It is known that the tangent bundle $T$ on $\mathbb{P}^2$ is stable. Is the symmetric power $\operatorname{Sym} T^2$ stable?
I know it is a vector bundle of rank $3$ with Chern character $(3,9,21/2)$. One can also find a resolution of it using line bundles see here. But I do not know how to prove or disprove its stability.
Thank you in advance.
To check stability one can use Hoppe's criterion --- for a vector bundle $E$ of rank r it amounts to verifying that $$ H^0(\mathbb{P}^2, \wedge^p E(-a_p)) = 0, $$ where $1 \le p \le r-1$ and $a_p$ is the minimal integer such that the slope of $\wedge^p E(-a_p)$ is nonpositive.

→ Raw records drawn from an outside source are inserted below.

PR #4301, opened 2018-11-05
[XamlC] Explicitly cast values for ldc.i4

akihikodaki:
### Description of Change ###

This is a bug fix. Mono.Cecil accepts only `System.Int32` as an operand for `OpCodes.Ldc_I4` and casting is required for this case.

### Issues Resolved ### 

I didn't find any relevant issue.

### API Changes ###

 
 None

### Platforms Affected ### 

- Core/XAML (all platforms)

None

Not applicable

### Testing Procedure ###

Just try to set a `System.Byte` property with XamlC. For example, the following XAML will cause an exception where `Foo.Bar` is a property whose type is `System.Byte`.

```XAML
<Foo Bar="42" />
```

### PR Checklist ###

- [ ] Has automated tests 

### DIFF
--- a/Xamarin.Forms.Build.Tasks/NodeILExtensions.cs
+++ b/Xamarin.Forms.Build.Tasks/NodeILExtensions.cs
@@ -161,17 +161,17 @@ namespace Xamarin.Forms.Build.Tasks
 			if (targetTypeRef.ResolveCached().BaseType != null && targetTypeRef.ResolveCached().BaseType.FullName == "System.Enum")
 				yield return PushParsedEnum(targetTypeRef, str, node);
 			else if (targetTypeRef.FullName == "System.Char")
-				yield return Instruction.Create(OpCodes.Ldc_I4, Char.Parse(str));
+				yield return Instruction.Create(OpCodes.Ldc_I4, unchecked((int)Char.Parse(str)));
 			else if (targetTypeRef.FullName == "System.SByte")
-				yield return Instruction.Create(OpCodes.Ldc_I4, SByte.Parse(str, CultureInfo.InvariantCulture));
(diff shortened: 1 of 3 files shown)


StephaneDelcroix:
This looks right. It requires a test, e.g. next to the test for `UShort` in `SetValue.xaml[.cs]`

Xamarin.Forms.Build.Tasks/NodeILExtensions.cs
```diff
@@ -161,17 +161,17 @@ public static bool CanConvertValue(this ValueNode node, ILContext context, TypeR
 			if (targetTypeRef.ResolveCached().BaseType != null && targetTypeRef.ResolveCached().BaseType.FullName == "System.Enum")
 				yield return PushParsedEnum(targetTypeRef, str, node);
 			else if (targetTypeRef.FullName == "System.Char")
-				yield return Instruction.Create(OpCodes.Ldc_I4, Char.Parse(str));
+				yield return Instruction.Create(OpCodes.Ldc_I4, (int)Char.Parse(str));
```
StephaneDelcroix: those casts can be `unchecked`

akihikodaki: You mean to wrap them with `unchecked`? That is right, but I wonder if it makes difference.

akihikodaki:
ac17be60d0637a3c9736048302b01eadc2096b9b adds tests and wraps casting with `unchecked`.

Xamarin.Forms.Build.Tasks/NodeILExtensions.cs
StephaneDelcroix: you're right, it doesn't change a thing. my wrong.

StephaneDelcroix:
build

In the case of $E = \operatorname{Sym}^2 T$ using the isomorphism $$ \wedge^2 \operatorname{Sym}^2 T \cong \operatorname{Sym}^2 \Omega(9) $$ the criterion reduces to the computation of $$ H^0(\mathbb{P}^2, \operatorname{Sym}^2 T(-3)) \quad\text{and}\quad H^0(\mathbb{P}^2, \operatorname{Sym}^2 \Omega(3)). $$ The first is a direct summand in $\operatorname{Hom}(T,T) = \Bbbk$, while the other summand is $$ H^0(\mathbb{P}^2, \wedge^2 T(-3)) = H^0(\mathbb{P}^2, \mathcal{O}) = \Bbbk, $$ hence it is zero. The same argument shows that the other space is zero as well. Therefore, $\operatorname{Sym}^2 T$ is stable.